▶ [PROBLEM TO SOLVE]
Nothing in the records may be changed; retype them in full.

[Saved data entries]
● ● ● ● ●

Issue #1189, opened 2026-06-22
Record log and metric callback drops in client reports


szokeasaurusrex:
Follow up on [#1003](https://github.com/getsentry/sentry-rust/issues/1003) if that issue is split into smaller client-report tasks. Record SDK-side drops caused by `before_send_log` and `before_send_metric` in [`sentry-core/src/client/mod.rs`](https://github.com/getsentry/sentry-rust/blob/ca000031a1572eac2364cb3312e7e78d4b3a2db2/sentry-core/src/client/mod.rs): dropped logs should record both `log_item` / `before_send` and `log_byte` / `before_send`, and dropped metrics should record both `trace_metric` / `before_send` and `trace_metric_byte` / `before_send`.

Use an approximate serialized byte count; serialization failure for the estimate should contribute zero bytes while still recording the item count. Do not record drops when logs or metrics are disabled via `enable_logs = false` or `enable_metrics = false`, because those paths are disabled instrumentation rather than discarded captured telemetry.

PR #1193, opened 2026-06-23
chore: Record client reports for dropped logs/metrics

szokeasaurusrex:
Resolves [#1189](https://github.com/getsentry/sentry-rust/issues/1189)
Resolves [RUST-248](https://linear.app/getsentry/issue/RUST-248)

### DIFF
--- a/sentry-types/src/protocol/client_report/envelope_losses.rs
+++ b/sentry-types/src/protocol/client_report/envelope_losses.rs
@@ -22,6 +22,7 @@ pub trait LossSource: private::Sealed {
 ///
 /// [`Report`]: super::Report
 #[non_exhaustive]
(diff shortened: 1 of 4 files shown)


sentry-types/src/protocol/client_report/envelope_losses.rs
```diff
@@ -22,6 +22,7 @@ pub trait LossSource: private::Sealed {
 ///
 /// [`Report`]: super::Report
 #[non_exhaustive]
+#[derive(Debug, Clone)]
```
lcian: Could this derive `Copy` and then use `self.iter().copied()` below?

lcian (approved):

● ● ● ● ●

▶ [TASK RESULT]
Issue #1189, opened 2026-06-22
Record log and metric callback drops in client reports


szokeasaurusrex:
Follow up on [#1003](https://github.com/getsentry/sentry-rust/issues/1003) if that issue is split into smaller client-report tasks. Record SDK-side drops caused by `before_send_log` and `before_send_metric` in [`sentry-core/src/client/mod.rs`](https://github.com/getsentry/sentry-rust/blob/ca000031a1572eac2364cb3312e7e78d4b3a2db2/sentry-core/src/client/mod.rs): dropped logs should record both `log_item` / `before_send` and `log_byte` / `before_send`, and dropped metrics should record both `trace_metric` / `before_send` and `trace_metric_byte` / `before_send`.

Use an approximate serialized byte count; serialization failure for the estimate should contribute zero bytes while still recording the item count. Do not record drops when logs or metrics are disabled via `enable_logs = false` or `enable_metrics = false`, because those paths are disabled instrumentation rather than discarded captured telemetry.

PR #1193, opened 2026-06-23
chore: Record client reports for dropped logs/metrics

szokeasaurusrex:
Resolves [#1189](https://github.com/getsentry/sentry-rust/issues/1189)
Resolves [RUST-248](https://linear.app/getsentry/issue/RUST-248)

### DIFF
--- a/sentry-types/src/protocol/client_report/envelope_losses.rs
+++ b/sentry-types/src/protocol/client_report/envelope_losses.rs
@@ -22,6 +22,7 @@ pub trait LossSource: private::Sealed {
 ///
 /// [`Report`]: super::Report
 #[non_exhaustive]
(diff shortened: 1 of 4 files shown)


sentry-types/src/protocol/client_report/envelope_losses.rs
```diff
@@ -22,6 +22,7 @@ pub trait LossSource: private::Sealed {
 ///
 /// [`Report`]: super::Report
 #[non_exhaustive]
+#[derive(Debug, Clone)]
```
lcian: Could this derive `Copy` and then use `self.iter().copied()` below?

lcian (approved):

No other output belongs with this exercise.